PR #284, opened 2017-10-06
Add support for Emercoin

snvakula:


kyuupichan:
This needs tests for all new codepaths (see tests for other coins).  Why do you need to do URLs differently?

snvakula:
Emercoin uses https for RPC by default. But it can be http as well. So this is a reason to add such URLs.
All required tests will be added soon, by updating the pool request.

lib/coins.py
```diff
@@ -367,6 +368,54 @@ class BitcoinSegwit(BitcoinMixin, Coin):
...
+    @classmethod
+    def sanitize_url(cls, url):
+        # Remove surrounding ws and trailing /s
+        url = url.strip().rstrip('/')
+        match = cls.RPC_URL_REGEX.match(url)
+        if not match:
+            raise CoinError('invalid daemon URL: "{}"'.format(url))
+        if match.groups()[1] is None:
+            url += ':{:d}'.format(cls.RPC_PORT)
+        if not url.startswith('http://') and not url.startswith('https://'):
```
kyuupichan: I don't think we need a separate function just for this change.  I don't think it would hurt to be in the base class implementation.  Can you do that, then I'll apply this.  Thanks.

kyuupichan:
You can see from the coverage report that your new read_header isn't tested.  Can you add a test for that please?

snvakula:
Am I correctly understood you want to remove support for https?

kyuupichan:
No I'm saying your change should be in the base class for the URL.  It won't do any harm there.  No need to have a specialization in your class.

snvakula:
Ok, I see. I'll update during this week only.

Issue #290, opened 2017-10-16
Synced btc database for v1.2


fr3aker:
I'm not sure this is a good place to post this at all but since a fair bunch of people will have to resync when upgrading to v1.2 I created a torrent magnet link for a synced btc leveldb (up to block 490153).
_ _ _ _ _
INSTRUCTIONS FOR THE TASK:
Repeat precisely, and with nothing added, every line from the one containing "Synced btc database for v1.2" to the last line of the listing above.

EXERCISE RESULT:
Synced btc database for v1.2


fr3aker:
I'm not sure this is a good place to post this at all but since a fair bunch of people will have to resync when upgrading to v1.2 I created a torrent magnet link for a synced btc leveldb (up to block 490153).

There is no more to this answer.